Please print only the top portion of the entries below, ending with the line that contains "### Feature request", exactly as written.

## Raw data
----------

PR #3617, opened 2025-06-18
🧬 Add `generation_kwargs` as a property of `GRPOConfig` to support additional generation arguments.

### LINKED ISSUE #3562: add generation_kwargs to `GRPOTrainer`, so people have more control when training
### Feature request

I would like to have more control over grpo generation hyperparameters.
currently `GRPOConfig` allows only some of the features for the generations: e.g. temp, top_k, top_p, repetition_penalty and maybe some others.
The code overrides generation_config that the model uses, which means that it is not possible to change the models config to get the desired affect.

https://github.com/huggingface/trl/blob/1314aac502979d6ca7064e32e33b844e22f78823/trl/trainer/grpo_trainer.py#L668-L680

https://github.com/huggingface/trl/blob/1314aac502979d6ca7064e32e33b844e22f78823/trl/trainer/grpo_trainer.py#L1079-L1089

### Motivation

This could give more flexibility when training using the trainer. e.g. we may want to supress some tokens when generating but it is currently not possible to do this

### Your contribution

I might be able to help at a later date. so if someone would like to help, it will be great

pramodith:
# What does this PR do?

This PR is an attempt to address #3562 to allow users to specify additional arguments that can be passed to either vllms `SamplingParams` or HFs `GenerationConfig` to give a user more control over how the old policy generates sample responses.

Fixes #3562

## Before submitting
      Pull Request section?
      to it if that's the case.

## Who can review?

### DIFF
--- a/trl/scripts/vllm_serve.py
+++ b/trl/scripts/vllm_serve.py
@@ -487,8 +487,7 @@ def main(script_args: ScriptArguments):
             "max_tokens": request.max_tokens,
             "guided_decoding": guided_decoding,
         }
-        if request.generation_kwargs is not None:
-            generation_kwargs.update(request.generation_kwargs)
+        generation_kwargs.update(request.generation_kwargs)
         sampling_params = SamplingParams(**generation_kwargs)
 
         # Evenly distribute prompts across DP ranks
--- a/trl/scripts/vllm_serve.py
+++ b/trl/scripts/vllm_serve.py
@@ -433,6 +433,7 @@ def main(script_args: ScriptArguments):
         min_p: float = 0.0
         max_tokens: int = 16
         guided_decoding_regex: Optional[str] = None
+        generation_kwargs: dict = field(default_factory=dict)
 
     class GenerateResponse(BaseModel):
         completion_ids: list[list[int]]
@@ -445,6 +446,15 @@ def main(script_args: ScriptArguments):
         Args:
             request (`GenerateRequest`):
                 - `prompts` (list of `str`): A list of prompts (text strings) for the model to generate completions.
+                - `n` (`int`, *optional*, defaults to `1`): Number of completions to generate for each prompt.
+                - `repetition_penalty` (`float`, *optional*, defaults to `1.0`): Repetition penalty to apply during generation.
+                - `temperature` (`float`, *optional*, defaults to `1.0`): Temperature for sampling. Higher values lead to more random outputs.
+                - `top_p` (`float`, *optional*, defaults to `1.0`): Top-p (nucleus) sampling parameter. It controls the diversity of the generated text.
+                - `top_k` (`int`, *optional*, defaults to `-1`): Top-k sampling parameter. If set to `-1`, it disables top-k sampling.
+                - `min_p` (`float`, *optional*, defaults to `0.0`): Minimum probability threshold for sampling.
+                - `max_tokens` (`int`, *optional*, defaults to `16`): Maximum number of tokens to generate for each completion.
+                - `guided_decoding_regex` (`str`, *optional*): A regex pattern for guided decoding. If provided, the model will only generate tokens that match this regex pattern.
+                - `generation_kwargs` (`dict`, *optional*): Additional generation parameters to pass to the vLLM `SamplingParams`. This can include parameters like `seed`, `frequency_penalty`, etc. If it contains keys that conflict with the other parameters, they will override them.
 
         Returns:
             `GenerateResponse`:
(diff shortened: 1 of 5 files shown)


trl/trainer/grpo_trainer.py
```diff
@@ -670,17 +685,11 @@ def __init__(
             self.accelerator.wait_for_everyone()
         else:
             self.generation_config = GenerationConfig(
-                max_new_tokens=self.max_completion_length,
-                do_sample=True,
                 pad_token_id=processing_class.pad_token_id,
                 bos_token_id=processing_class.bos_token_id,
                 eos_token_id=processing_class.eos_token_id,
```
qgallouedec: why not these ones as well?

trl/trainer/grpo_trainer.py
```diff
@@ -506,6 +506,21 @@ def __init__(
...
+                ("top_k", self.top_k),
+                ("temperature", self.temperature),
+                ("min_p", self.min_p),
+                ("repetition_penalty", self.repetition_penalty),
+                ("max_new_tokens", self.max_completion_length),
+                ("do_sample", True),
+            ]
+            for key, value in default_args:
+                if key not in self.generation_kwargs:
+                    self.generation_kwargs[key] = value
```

----------

## Result of this exercise
PR #3617, opened 2025-06-18
🧬 Add `generation_kwargs` as a property of `GRPOConfig` to support additional generation arguments.

### LINKED ISSUE #3562: add generation_kwargs to `GRPOTrainer`, so people have more control when training
### Feature request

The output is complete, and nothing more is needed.